*** Opening Records provided ***
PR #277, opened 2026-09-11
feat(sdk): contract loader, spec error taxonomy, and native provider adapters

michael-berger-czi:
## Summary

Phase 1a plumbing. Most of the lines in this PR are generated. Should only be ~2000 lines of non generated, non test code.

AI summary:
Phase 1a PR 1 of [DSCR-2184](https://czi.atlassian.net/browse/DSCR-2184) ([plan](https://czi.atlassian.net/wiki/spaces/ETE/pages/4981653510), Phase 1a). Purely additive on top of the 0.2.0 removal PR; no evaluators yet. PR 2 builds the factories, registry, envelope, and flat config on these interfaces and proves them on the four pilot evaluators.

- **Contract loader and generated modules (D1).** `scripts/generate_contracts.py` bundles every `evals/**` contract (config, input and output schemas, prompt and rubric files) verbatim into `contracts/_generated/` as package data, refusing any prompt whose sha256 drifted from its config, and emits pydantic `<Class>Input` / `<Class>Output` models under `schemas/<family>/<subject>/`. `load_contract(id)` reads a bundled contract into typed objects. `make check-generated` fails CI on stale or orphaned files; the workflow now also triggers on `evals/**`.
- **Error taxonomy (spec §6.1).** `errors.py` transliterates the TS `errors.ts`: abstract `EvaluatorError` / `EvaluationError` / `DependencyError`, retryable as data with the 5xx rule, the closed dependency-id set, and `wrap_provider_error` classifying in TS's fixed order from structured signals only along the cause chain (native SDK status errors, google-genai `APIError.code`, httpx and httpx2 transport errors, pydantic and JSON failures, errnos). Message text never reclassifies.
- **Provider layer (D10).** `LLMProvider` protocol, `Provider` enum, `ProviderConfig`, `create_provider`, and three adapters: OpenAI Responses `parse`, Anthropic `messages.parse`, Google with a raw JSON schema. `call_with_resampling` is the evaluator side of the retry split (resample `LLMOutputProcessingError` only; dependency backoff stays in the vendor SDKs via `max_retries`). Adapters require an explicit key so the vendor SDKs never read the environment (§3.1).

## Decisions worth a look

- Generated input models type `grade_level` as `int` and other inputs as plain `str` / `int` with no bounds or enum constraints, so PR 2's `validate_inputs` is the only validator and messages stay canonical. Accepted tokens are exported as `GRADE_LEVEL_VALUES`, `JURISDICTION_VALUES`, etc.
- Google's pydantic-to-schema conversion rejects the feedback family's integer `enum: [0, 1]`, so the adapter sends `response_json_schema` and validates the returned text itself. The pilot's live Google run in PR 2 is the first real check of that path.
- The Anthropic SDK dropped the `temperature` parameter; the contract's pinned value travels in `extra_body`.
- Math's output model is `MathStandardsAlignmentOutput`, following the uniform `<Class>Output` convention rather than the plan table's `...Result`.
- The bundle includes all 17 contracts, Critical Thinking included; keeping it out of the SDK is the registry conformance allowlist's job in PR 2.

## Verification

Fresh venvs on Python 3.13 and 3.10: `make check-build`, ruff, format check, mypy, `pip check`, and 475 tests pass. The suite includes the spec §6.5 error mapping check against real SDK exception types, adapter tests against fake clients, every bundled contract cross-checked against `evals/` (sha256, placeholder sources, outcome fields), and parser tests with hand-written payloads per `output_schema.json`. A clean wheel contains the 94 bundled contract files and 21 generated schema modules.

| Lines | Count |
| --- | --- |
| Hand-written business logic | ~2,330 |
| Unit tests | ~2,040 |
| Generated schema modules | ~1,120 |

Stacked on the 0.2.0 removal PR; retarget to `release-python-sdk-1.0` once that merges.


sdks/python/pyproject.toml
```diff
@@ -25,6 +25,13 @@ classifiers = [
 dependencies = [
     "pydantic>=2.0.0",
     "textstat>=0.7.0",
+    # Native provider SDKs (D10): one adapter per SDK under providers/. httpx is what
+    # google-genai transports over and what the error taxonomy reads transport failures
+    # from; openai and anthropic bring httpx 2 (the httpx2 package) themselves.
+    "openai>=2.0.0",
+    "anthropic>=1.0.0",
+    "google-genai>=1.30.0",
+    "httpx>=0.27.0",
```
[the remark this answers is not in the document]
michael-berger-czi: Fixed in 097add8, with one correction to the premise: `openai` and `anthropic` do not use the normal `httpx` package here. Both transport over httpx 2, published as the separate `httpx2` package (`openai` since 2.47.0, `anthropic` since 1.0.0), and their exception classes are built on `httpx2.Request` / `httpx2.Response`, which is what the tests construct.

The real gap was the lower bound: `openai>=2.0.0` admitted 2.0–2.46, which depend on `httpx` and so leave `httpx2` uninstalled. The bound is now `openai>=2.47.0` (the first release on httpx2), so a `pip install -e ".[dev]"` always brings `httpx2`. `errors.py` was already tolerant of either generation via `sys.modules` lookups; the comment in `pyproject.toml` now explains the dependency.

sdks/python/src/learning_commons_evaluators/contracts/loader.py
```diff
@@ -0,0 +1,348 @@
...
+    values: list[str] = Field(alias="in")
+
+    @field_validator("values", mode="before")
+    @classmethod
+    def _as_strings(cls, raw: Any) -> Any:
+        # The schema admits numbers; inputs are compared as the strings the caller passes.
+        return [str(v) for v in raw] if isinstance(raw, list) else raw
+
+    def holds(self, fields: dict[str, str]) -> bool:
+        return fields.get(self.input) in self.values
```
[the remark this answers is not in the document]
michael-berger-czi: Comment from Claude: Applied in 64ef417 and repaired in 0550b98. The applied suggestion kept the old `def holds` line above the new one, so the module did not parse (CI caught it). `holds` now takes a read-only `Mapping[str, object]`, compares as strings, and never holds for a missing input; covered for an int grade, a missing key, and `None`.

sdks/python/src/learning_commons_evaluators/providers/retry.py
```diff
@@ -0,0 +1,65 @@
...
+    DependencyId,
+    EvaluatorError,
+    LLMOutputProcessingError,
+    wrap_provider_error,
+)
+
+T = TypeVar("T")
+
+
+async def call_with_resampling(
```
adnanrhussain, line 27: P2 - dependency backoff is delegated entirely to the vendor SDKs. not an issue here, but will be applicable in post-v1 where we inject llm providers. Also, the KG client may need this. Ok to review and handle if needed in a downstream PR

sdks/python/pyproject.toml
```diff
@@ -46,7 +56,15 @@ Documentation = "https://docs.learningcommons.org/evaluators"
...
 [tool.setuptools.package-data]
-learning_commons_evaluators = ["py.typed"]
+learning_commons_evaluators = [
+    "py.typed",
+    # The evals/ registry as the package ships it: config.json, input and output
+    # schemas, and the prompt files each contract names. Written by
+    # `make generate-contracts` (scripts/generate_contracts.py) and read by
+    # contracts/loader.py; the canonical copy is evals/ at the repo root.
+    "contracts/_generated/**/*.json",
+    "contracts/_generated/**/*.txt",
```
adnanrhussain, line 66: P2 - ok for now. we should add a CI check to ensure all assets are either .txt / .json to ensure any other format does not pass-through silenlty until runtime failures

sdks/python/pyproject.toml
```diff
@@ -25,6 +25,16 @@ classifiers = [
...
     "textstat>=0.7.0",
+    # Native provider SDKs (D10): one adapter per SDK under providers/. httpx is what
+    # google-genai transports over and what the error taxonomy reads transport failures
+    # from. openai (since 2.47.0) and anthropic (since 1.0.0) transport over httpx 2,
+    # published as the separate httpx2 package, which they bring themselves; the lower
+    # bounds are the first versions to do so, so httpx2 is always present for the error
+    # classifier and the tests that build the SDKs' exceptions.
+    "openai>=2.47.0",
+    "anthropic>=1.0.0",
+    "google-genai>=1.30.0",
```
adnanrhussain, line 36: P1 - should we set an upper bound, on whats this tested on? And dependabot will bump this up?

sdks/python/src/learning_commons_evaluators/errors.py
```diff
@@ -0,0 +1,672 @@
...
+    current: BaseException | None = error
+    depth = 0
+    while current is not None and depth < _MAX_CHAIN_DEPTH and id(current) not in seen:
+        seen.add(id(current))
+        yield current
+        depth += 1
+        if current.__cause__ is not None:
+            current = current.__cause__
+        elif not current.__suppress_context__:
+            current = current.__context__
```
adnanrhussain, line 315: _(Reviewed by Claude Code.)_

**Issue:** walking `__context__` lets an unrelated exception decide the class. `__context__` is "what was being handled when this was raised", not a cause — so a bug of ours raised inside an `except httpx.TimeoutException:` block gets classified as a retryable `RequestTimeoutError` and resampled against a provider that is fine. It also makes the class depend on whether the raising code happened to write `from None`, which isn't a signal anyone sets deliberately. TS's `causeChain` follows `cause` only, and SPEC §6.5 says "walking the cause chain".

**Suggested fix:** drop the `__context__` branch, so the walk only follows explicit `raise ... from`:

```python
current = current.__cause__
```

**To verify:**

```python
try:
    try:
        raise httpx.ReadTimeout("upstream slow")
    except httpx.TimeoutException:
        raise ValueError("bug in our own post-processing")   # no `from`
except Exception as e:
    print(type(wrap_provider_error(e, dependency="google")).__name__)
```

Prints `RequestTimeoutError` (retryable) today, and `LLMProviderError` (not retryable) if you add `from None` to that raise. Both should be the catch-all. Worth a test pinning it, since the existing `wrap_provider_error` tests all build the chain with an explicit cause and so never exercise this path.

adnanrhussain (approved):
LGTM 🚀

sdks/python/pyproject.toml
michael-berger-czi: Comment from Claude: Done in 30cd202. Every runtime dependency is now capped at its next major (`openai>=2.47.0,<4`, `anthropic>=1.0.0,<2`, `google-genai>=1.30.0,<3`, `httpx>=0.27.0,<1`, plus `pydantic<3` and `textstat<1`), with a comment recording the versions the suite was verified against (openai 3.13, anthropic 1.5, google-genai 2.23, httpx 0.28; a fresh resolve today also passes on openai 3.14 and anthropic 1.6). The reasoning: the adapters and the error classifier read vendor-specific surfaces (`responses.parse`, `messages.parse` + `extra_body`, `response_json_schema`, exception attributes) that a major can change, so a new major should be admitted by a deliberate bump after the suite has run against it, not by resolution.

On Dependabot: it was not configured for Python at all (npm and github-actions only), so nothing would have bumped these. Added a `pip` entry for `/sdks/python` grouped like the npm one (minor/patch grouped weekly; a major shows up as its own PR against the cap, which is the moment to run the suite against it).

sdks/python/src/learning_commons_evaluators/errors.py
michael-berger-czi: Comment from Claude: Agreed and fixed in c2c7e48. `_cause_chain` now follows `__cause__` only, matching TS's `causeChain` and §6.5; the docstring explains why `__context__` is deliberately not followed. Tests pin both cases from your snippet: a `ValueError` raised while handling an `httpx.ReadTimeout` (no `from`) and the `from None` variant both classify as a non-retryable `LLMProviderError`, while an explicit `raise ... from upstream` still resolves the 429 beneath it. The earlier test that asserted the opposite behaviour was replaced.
*** Closing Records provided ***
- **What is being asked**
Say how many lines in the entries include the string "holds", and write nothing besides that number.

- **Solution to the exercise**
2